*** Block opens ***

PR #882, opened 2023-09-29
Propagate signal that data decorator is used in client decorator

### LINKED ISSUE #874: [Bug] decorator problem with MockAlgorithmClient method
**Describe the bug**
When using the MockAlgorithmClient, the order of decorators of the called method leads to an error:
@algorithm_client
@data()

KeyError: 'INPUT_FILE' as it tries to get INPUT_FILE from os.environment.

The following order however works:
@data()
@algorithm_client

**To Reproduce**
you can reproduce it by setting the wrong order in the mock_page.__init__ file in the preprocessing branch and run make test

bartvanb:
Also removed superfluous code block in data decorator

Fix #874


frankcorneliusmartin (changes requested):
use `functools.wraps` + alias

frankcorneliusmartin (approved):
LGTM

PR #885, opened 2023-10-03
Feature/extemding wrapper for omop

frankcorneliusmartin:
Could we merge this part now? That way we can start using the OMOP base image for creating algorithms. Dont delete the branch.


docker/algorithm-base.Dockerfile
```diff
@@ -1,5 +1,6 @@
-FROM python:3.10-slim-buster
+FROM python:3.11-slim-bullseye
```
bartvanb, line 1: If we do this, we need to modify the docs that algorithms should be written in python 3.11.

*** Block closes ***

Task to carry out :: Would you copy exactly the lines from the one that contains "PR #885, opened 2023-10-03" through the final line of the records above, including both?

Exercise result ::
PR #885, opened 2023-10-03
Feature/extemding wrapper for omop

frankcorneliusmartin:
Could we merge this part now? That way we can start using the OMOP base image for creating algorithms. Dont delete the branch.


docker/algorithm-base.Dockerfile
```diff
@@ -1,5 +1,6 @@
-FROM python:3.10-slim-buster
+FROM python:3.11-slim-bullseye
```
bartvanb, line 1: If we do this, we need to modify the docs that algorithms should be written in python 3.11.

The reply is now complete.